**Record excerpts**
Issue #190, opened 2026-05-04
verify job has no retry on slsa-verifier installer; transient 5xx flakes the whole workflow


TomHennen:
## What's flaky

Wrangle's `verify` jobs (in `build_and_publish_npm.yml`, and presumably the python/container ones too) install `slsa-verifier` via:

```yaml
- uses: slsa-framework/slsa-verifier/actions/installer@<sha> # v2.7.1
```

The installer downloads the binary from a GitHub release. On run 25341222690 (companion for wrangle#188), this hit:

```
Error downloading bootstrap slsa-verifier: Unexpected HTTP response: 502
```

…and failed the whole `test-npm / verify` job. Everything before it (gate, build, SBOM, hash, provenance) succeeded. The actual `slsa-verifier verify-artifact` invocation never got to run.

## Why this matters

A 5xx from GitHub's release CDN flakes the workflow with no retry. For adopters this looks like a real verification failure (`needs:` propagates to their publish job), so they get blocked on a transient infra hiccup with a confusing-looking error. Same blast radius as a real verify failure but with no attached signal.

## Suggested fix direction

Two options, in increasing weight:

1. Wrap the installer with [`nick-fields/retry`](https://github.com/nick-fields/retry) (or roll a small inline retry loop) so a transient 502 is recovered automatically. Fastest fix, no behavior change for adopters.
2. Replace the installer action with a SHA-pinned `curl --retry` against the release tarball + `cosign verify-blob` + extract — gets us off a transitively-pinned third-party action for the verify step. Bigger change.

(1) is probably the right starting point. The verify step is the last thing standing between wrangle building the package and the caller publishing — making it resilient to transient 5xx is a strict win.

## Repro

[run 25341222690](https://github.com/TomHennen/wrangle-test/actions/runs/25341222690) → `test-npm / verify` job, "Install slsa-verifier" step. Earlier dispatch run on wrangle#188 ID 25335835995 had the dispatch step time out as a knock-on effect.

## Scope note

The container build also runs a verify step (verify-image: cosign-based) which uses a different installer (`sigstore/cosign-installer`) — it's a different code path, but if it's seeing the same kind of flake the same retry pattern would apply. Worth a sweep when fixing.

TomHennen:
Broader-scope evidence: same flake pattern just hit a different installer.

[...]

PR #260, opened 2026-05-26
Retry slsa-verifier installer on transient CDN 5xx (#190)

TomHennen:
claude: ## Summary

**Problem description**
Retype exactly the line with "## Scope note" and each line after it until the records end, and include no other line.

**Task answer**
## Scope note

The container build also runs a verify step (verify-image: cosign-based) which uses a different installer (`sigstore/cosign-installer`) — it's a different code path, but if it's seeing the same kind of flake the same retry pattern would apply. Worth a sweep when fixing.

TomHennen:
Broader-scope evidence: same flake pattern just hit a different installer.

[...]

PR #260, opened 2026-05-26
Retry slsa-verifier installer on transient CDN 5xx (#190)

TomHennen:
claude: ## Summary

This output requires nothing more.